Formal verifications allows theoretical long term time-saving, less debug and less maintenance
Tend to domain specific, strongly typed, close to our domain logic, less overhead to manage
Formal verification can help ensure that the contract is resistant to attack or manipulation, and that it will not be vulnerable to exploitation by malicious actors
By providing a higher level of assurance that the contract will work as intended, formal verification increases trust and confidence in the contract, leading to higher-value transactions
It introduces a faster development cycle. Indeed, formal verification relies on a symbolic approach, compared to classical testing which only tries 'real' values. It induces better code coverage. Furthermore, formal verification will avoid many 0-day-design-errors that will be a disaster to fix once in production

But it comes with drawbacks:

There are currently relatively few programming languages that are well-suited for formal verification, and some of the available languages can be difficult to learn or use
New programming languages imply time to learn them; are you so sure to deal with a language which involves few developers? It is risky, it could imply to reach only junior profiles and a lot of Copy/Paste of rare code snippets that could be poorly written
It's a complex activity to write a full program specification. We need to be skilled to handle generic proof-assistant, such tools like Act and Archetype tend to offer an opportunity to reduce the gap
You are limited by the specifications you identify. If specifications are poorly written, violations of properties (which lead to vulnerable executions) cannot be detected by any formal verification
Furthermore, any proven-code that runs over a virtual machine is obviously subject to the virtual machine implementation.. Is this VM fully-proven?...

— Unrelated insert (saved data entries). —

Issue #227, opened 2026-07-13
M2.5 (5/5) — `tolokaforge assets stamp` verb


CiroGamboa:
Child of #220 (M2.5 umbrella). New CLI subcommand that writes / updates SHA-256 digests in a project's \`assets.seeds\` entries.

### \`tolokaforge assets stamp\` subcommand
- \`tolokaforge assets stamp [--project PATH]\` — resolves the enclosing project (or the given path), walks every \`assets.seeds.<name>\` entry, computes \`sha256:<hex>\` over the referenced \`path\`, and rewrites the \`digest\` field in \`project.yaml\` in place.
- Preserves YAML formatting (comments, ordering) as much as ruamel.yaml permits.
- Exit non-zero if any referenced \`path\` doesn't exist.
- Dry-run mode: \`--check\` prints the diff of proposed digest updates without writing. Useful for CI.
- Idempotent: running against an already-stamped project.yaml is a no-op (verifies existing digests match).

## Files

- \`tolokaforge/cli/main.py\` — new \`assets\` command group; \`stamp\` subcommand.
- \`tolokaforge/core/project_loader.py\` — helper for computing seed digests (reused by the load-time verifier that lands in M3).

## Testing

- Unit test: fresh \`project.yaml\` with a placeholder digest → \`stamp\` writes correct sha256; re-run is a no-op.
- Unit test: \`--check\` mode exits 1 with a diff when a digest is stale; exits 0 when everything matches.
- Unit test: missing seed file → non-zero exit + named path.

## Depends on

- M2 (#211) merged.
- M2.5 sub-issue 2 (typed seed-registry entry shape) — must be present in the schema before this verb has something to stamp.

## Notes

Final name settled here — the design doc uses \`tolokaforge assets stamp\` and this PR is the point where it becomes canonical.

Issue #226, opened 2026-07-13
M2.5 (4/5) — ${VAR} interpolation in run configs + --workers CLI flag


CiroGamboa:
Child of #220 (M2.5 umbrella). Two small CLI/loader wins bundled: environment-variable interpolation in run-config strings, and a \`--workers\` CLI override.

### \`\${VAR}\` interpolation
- Pre-parse pass in \`tolokaforge/core/project_loader.py\` (or a small helper): substitutes \`\${VAR}\` occurrences in run-config string values from the process environment at load time.
- Unresolved variables **fail loud** — the loader names the file, the surrounding key path, and the variable name.
- Scope: only string-valued fields in the run-config YAML. Structured fields (numbers, booleans, lists) are not interpolated.
- Applies AFTER \`project.run_defaults\` merge, so a project-level template can reference environment variables that the operator supplies per-run.

### \`--workers\` CLI flag
- New flag on \`tolokaforge run\`: \`--workers N\` (positive integer).
- CLI overrides \`compute.workers\` in the effective run config (per the precedence chain: CLI > env > run config > run_defaults > engine default).
- Wired through the existing CLI-override precedence in \`tolokaforge/cli/main.py\`; consistent with the \`--user-model\` / \`--judge-model\` / \`--runtime\` flags already present.

## Files

- \`tolokaforge/core/project_loader.py\` — \`interpolate_env_vars\` helper.
- \`tolokaforge/cli/main.py\` — \`--workers\` option on the \`run\` command; interpolation invoked after loading the run-config YAML.

## Testing

- Unit tests for interpolation: \`\${FOO}\` present in env → substituted; unresolved → clear error naming the file + key + variable.
- Unit tests for interpolation scope: numbers and booleans not touched.
- Unit tests for \`--workers\`: CLI value overrides run-config value; validates positive integer.
- Integration test: end-to-end run of \`example-microservices-pack\` with \`\${OUTPUT_DIR}\` in the run config and \`--workers 4\`.

## Depends on

- M2 (#211) merged.

Issue #225, opened 2026-07-13
M2.5 (3/5) — Dual-home knob resolution


CiroGamboa:
Child of #220 (M2.5 umbrella). Resolves the shadow-duplication between \`RunConfig.compute\` / \`storage\` and the legacy fields on \`OrchestratorConfig\`. Compute + storage become canonical; orchestrator equivalents become read-time aliases with \`DeprecationWarning\`. Retired in M5 (#214).

### Read-side aliases (mode=before validators on OrchestratorConfig)
- \`OrchestratorConfig.workers\` → alias for \`ComputeConfig.workers\`.
- \`OrchestratorConfig.max_budget_usd\` → alias for \`ComputeConfig.max_budget_usd\`.
- \`OrchestratorConfig.max_requests_per_second\` → alias for \`ComputeConfig.max_requests_per_second\`.
- \`OrchestratorConfig.max_attempt_retries\` → alias for \`ComputeConfig.max_attempt_retries\`.
- \`OrchestratorConfig.queue_backend\` → alias for \`StorageConfig.queue.backend\`.
- \`OrchestratorConfig.queue_postgres_dsn\` → alias for \`StorageConfig.queue.postgres_dsn\`.

Each emits \`DeprecationWarning\` naming the legacy field and the canonical replacement. Follows the existing \`OrchestratorConfig.runtime='docker'\` alias pattern.

### Semantic redefinition
- \`OrchestratorConfig.max_turns\` — redefined as an **optional run-level cap**. Effective per-trial \`max_turns\` = \`min(task_defaults.max_turns, run_config.orchestrator.max_turns)\`; omitting the run-level value means no cap (task governs).
- \`OrchestratorConfig.timeouts\` — same treatment: optional run-level caps applied via the min rule against the task-scoped chain.
- \`OrchestratorConfig.stuck_heuristics\` — deprecated. The conductor is repointed to read from \`task_defaults.stuck_heuristics\` (which arrives via the M2 loader's per-task merge). Legacy field still parses with a warning.
- \`continue_prompt\` — decision recorded in the PR: either wire on \`task_defaults\` (canonical) or drop.

### Orchestrator wiring
- \`orchestrator._create_adapter\` reads from \`compute.*\` / \`storage.queue.*\` directly. If the alias fields are still set (from an unmigrated config), the value is picked up via the alias validator + a warning.

## Files

[...]

Issue #224, opened 2026-07-13
M2.5 (2/5) — Schema-shape reservations + task-schema relaxation


CiroGamboa:
Child of #220 (M2.5 umbrella). Name-squat the shapes M3/M4 will fill in, and demote the over-required fields on \`TaskConfig\`. All schema-only; no behaviour change.

### Actor namespace reservations
- \`actors.<name>\` sub-schema recognised at the parse layer. No binding yet (that's M4) — but the following are enforced now:
- \`actors.agent\` and \`actors.judge\` names forbidden (reserved for future actors).
- Roster ⊆ \`models\` cross-check at load time: every \`actors.<name>.mode == \"llm\"\` actor must have a matching entry in \`models\`.
- Sub-keys \`actors.<name>.tools\` and \`actors.<name>.service\` reserved (rejected as unknown keys today).

### Backend-capability entry shape
- \`compute.capabilities\` list, entries typed as \`string | dict[str, dict]\`. No registry / admission gate this milestone (that's M3) — just the field shape.

### Typed seed-registry entry shape
- \`assets.seeds.<name>\` entry accepts \`{path, kind, digest}\` full form OR a bare string as shorthand for \`{path: <s>}\` with \`kind\` inferred from extension where unambiguous. Digest optional this milestone (verification lands in M3 with reset recipes).

### Task-schema relaxation
- \`TaskConfig.name\` demoted from required to optional.
- \`TaskConfig.category\` demoted from required to optional.
- Minimal task = \`task_id + description\`.

### SecurityContext type widening
- \`SecurityContext.run_as_user\`: \`int\` → \`int | str\`.
- \`SecurityContext.run_as_group\`: \`int\` → \`int | str\`.

## Files

- \`tolokaforge/core/models.py\` — \`TaskConfig\` field demotion; \`ComputeConfig.capabilities\`; \`assets.seeds\` schema stub; actor reservations.
- \`tolokaforge/runner/models.py\` — \`SecurityContext\` type widening.

## Testing

- Unit tests for each reservation: \`actors.agent\` rejected; roster ⊆ models validated; unknown sub-keys under \`actors.<name>\` rejected.
- Unit tests for the capability-entry shape: bare string OK, dict OK, other shapes rejected.
- Unit test: minimal \`TaskConfig(task_id='x', description='y')\` accepted.
- Unit test: \`SecurityContext(run_as_user='toloka')\` and \`SecurityContext(run_as_user=1000)\` both accepted.

[...]

PR #232, opened 2026-07-13
feat(schema): EnvironmentPatch + resolve() + stack sub-object

### LINKED ISSUE #223: M2.5 (1/5) — EnvironmentPatch + resolve() + stack sub-object
Child of #220 (M2.5 umbrella). Restructures the environment schema so patches are all-optional inputs and the manifest is the post-merge output.

## What lands

- **New Pydantic type: \`EnvironmentPatch\`** — all-optional, no construction-time I/O. Becomes the type of \`ProjectConfig.default_environment\` and \`TaskConfig.environment_manifest\`.
- **Repurposed: \`EnvironmentManifest\`** — becomes the output of a new \`resolve()\` function. Retains its file-validation logic but now runs post-merge instead of per-input.
- **\`resolve()\` function** — lives in \`tolokaforge/core/project_loader.py\`. Takes a project-side patch and a task-side patch, deep-merges them, resolves \`stack.inputs\` substitutions into the compose file, then constructs the manifest with all validators active. This is the canonical point where the resolved environment document is materialised.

The state of formal verification on smart contracts is still in early stages, there is a lot of work to be done to make it more accessible and widely adopted by developers. The smart contract field continues to mature and evolve: security, trustworthiness, and reliability are the greatest challenges to overcome. As we saw, formal verification is a powerful tool to improve these aspects of smart contracts, by reducing the risk of errors or vulnerabilities that could compromise their integrity.